Exercise
Print out the entries below with no edits.

Source data
● ● ●
PR #6041, opened 2022-06-01
ssl: Reject unsupported previous version with protocol alert

### LINKED ISSUE #5950: TLS1.3 handshake fails for some SSL clients
**Describe the bug**
When a client attempts to use BearSSL (and possibly other TLS implementations) to access my service, my service crashes; the service is based on OTP's `ssl` library, that is, the server is running on OTP and using it to provide a TLS-wrapped listener that it wants to accept connections on. The bug only happens with a subset of the TLS client implemenations that are available, and I can only easily reproduce it with BearSSL, but I believe there exist several other client implementations which expose the same problem. Many client implementations work *fine* and consistently fail to expose the bug.

As I understand it, a client ought not to be able to crash OTP's TLS server *at all*, no matter what it transmits.

The crashes all look like this:

```
12:59:04.909 [error] gen_statem <0.347.0> in state internal terminated with reason: {error,[tls_connection_1_3]}
12:59:04.912 [error] CRASH REPORT Process <0.347.0> with 1 neighbours crashed with reason: no function clause matching tls_handshake_1_3:get_supported_groups({elliptic_curves,[{1,2,840,10045,3,1,7},{1,3,132,0,34},{1,3,132,0,35},{1,3,101,110}]}) line 2448
12:59:04.916 [error] Supervisor tls_connection_sup had child undefined started with {ssl_gen_statem,start_link,undefined} at <0.347.0> exit with reason no function clause matching tls_handshake_1_3:get_supported_groups({elliptic_curves,[{1,2,840,10045,3,1,7},{1,3,132,0,34},{1,3,132,0,35},{1,3,101,110}]}) line 2448 in context child_terminated
12:59:04.917 [error] CRASH REPORT Process <0.348.0> with 0 neighbours exited with reason: {{function_clause,[{tls_handshake_1_3,get_supported_groups,[{elliptic_curves,[{1,2,840,10045,3,1,7},{1,3,132,0,34},{1,3,132,0,35},{1,3,101,110}]}],[{file,"tls_handshake_1_3.erl"},{line,2448}]},{tls_handshake_1_3,do_start,2,[{file,"tls_handshake_1_3.erl"},{line,619}]},{tls_connection_1_3,start,3,[{file,"tls_connection_1_3.erl"},{line,268}]},{gen_statem,loop_state_callback,11,[{file,"gen_statem.erl"},{line,1194}]},{tls_connection_1_3,init,1,[{file,"tls_connection_1_3.erl"},{line,194}]},{proc_lib,...}]},...} in gen:do_call/4 line 220
```

**To Reproduce**
The error seems to occur during the response to the initial SSL handshake.

1) start a TLS-wrapped TCP listener
2) attempt to connect via BearSSL

Specifically,

1) start my `blizanci` server, which is an Erlang/OTP process that listens on a TCP port in the usual way
2) try to connect to it with `gmni`, which uses BearSSL under the hood.

**Expected behavior**
A normal SSL handshake would occur, without crashing the Erlang process and terminating the connection.

**Affected versions**

```
Erlang/OTP 24 [erts-12.0.3] [source] [64-bit] [smp:1:1] [ds:1:1:10] [async-threads:1] [jit]
```
and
● ● ●
Answer
PR #6041, opened 2022-06-01
ssl: Reject unsupported previous version with protocol alert

### LINKED ISSUE #5950: TLS1.3 handshake fails for some SSL clients
**Describe the bug**
When a client attempts to use BearSSL (and possibly other TLS implementations) to access my service, my service crashes; the service is based on OTP's `ssl` library, that is, the server is running on OTP and using it to provide a TLS-wrapped listener that it wants to accept connections on. The bug only happens with a subset of the TLS client implemenations that are available, and I can only easily reproduce it with BearSSL, but I believe there exist several other client implementations which expose the same problem. Many client implementations work *fine* and consistently fail to expose the bug.

As I understand it, a client ought not to be able to crash OTP's TLS server *at all*, no matter what it transmits.

The crashes all look like this:

```
12:59:04.909 [error] gen_statem <0.347.0> in state internal terminated with reason: {error,[tls_connection_1_3]}
12:59:04.912 [error] CRASH REPORT Process <0.347.0> with 1 neighbours crashed with reason: no function clause matching tls_handshake_1_3:get_supported_groups({elliptic_curves,[{1,2,840,10045,3,1,7},{1,3,132,0,34},{1,3,132,0,35},{1,3,101,110}]}) line 2448
12:59:04.916 [error] Supervisor tls_connection_sup had child undefined started with {ssl_gen_statem,start_link,undefined} at <0.347.0> exit with reason no function clause matching tls_handshake_1_3:get_supported_groups({elliptic_curves,[{1,2,840,10045,3,1,7},{1,3,132,0,34},{1,3,132,0,35},{1,3,101,110}]}) line 2448 in context child_terminated
12:59:04.917 [error] CRASH REPORT Process <0.348.0> with 0 neighbours exited with reason: {{function_clause,[{tls_handshake_1_3,get_supported_groups,[{elliptic_curves,[{1,2,840,10045,3,1,7},{1,3,132,0,34},{1,3,132,0,35},{1,3,101,110}]}],[{file,"tls_handshake_1_3.erl"},{line,2448}]},{tls_handshake_1_3,do_start,2,[{file,"tls_handshake_1_3.erl"},{line,619}]},{tls_connection_1_3,start,3,[{file,"tls_connection_1_3.erl"},{line,268}]},{gen_statem,loop_state_callback,11,[{file,"gen_statem.erl"},{line,1194}]},{tls_connection_1_3,init,1,[{file,"tls_connection_1_3.erl"},{line,194}]},{proc_lib,...}]},...} in gen:do_call/4 line 220
```

**To Reproduce**
The error seems to occur during the response to the initial SSL handshake.

1) start a TLS-wrapped TCP listener
2) attempt to connect via BearSSL

Specifically,

1) start my `blizanci` server, which is an Erlang/OTP process that listens on a TCP port in the usual way
2) try to connect to it with `gmni`, which uses BearSSL under the hood.

**Expected behavior**
A normal SSL handshake would occur, without crashing the Erlang process and terminating the connection.

**Affected versions**

```
Erlang/OTP 24 [erts-12.0.3] [source] [64-bit] [smp:1:1] [ds:1:1:10] [async-threads:1] [jit]
```
and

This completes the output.